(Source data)
PR #774, opened 2021-02-10
feat: support self-signed JWT flow for service accounts

busunkim96:
See [RFC (internal only)](https://docs.google.com/document/d/1SNCVTmW6Rtr__u-_V7nsT9PhSzjj1z0P9fAD3YUgRoc/edit#) and https://aip.dev/auth/4111.

Support the self-signed JWT flow for service accounts by passing `default_scopes` and `default_host` in calls to the auth library and `create_channel`. This depends on features exposed in the following PRs: https://github.com/googleapis/python-api-core/pull/134, https://github.com/googleapis/google-auth-library-python/pull/665.

It may be easier to look at https://github.com/googleapis/python-translate/pull/107/files for a diff on a real library.

This change is written so that the library is (temporarily) compatible with older `google-api-core` and `google-auth` versions. Because of this it not possible to reach 100% coverage on a single unit test run. `pytest` runs twice in two of the `nox` sessions.

Miscellaneous changes:
- sprinkled in `__init__.py` files in subdirs of the `test/` directory, as otherwise pytest-cov seems to fail to collect coverage properly in some instances.
- new dependency on `packaging` for Version comparison https://pypi.org/project/packaging/

### DIFF
--- a/gapic/templates/%namespace/%name_%version/%sub/services/%service/transports/base.py.j2
+++ b/gapic/templates/%namespace/%name_%version/%sub/services/%service/transports/base.py.j2
@@ -3,9 +3,11 @@
 {% block content %}
 import abc
 import typing
+import packaging.version
 import pkg_resources
 
 from google import auth  # type: ignore
+import google.api_core
 from google.api_core import exceptions  # type: ignore
 from google.api_core import gapic_v1    # type: ignore
 from google.api_core import retry as retries  # type: ignore
@@ -34,6 +36,17 @@ try:
 except pkg_resources.DistributionNotFound:
     DEFAULT_CLIENT_INFO = gapic_v1.client_info.ClientInfo()
 
+try:
+    # google.auth.__version__ was added in 1.26.0
+    _GOOGLE_AUTH_VERSION = auth.__version__
+except AttributeError:
+    try:  # try pkg_resources if it is available
+        _GOOGLE_AUTH_VERSION = pkg_resources.get_distribution("google-auth").version
+    except pkg_resources.DistributionNotFound:  # pragma: NO COVER
+        _GOOGLE_AUTH_VERSION = None
+
+_API_CORE_VERSION = google.api_core.__version__
+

**BRIEF**
For each line in the entries that contains the string "files", make a copy.

**FINISHED TASK**
It may be easier to look at https://github.com/googleapis/python-translate/pull/107/files for a diff on a real library.
- sprinkled in `__init__.py` files in subdirs of the `test/` directory, as otherwise pytest-cov seems to fail to collect coverage properly in some instances.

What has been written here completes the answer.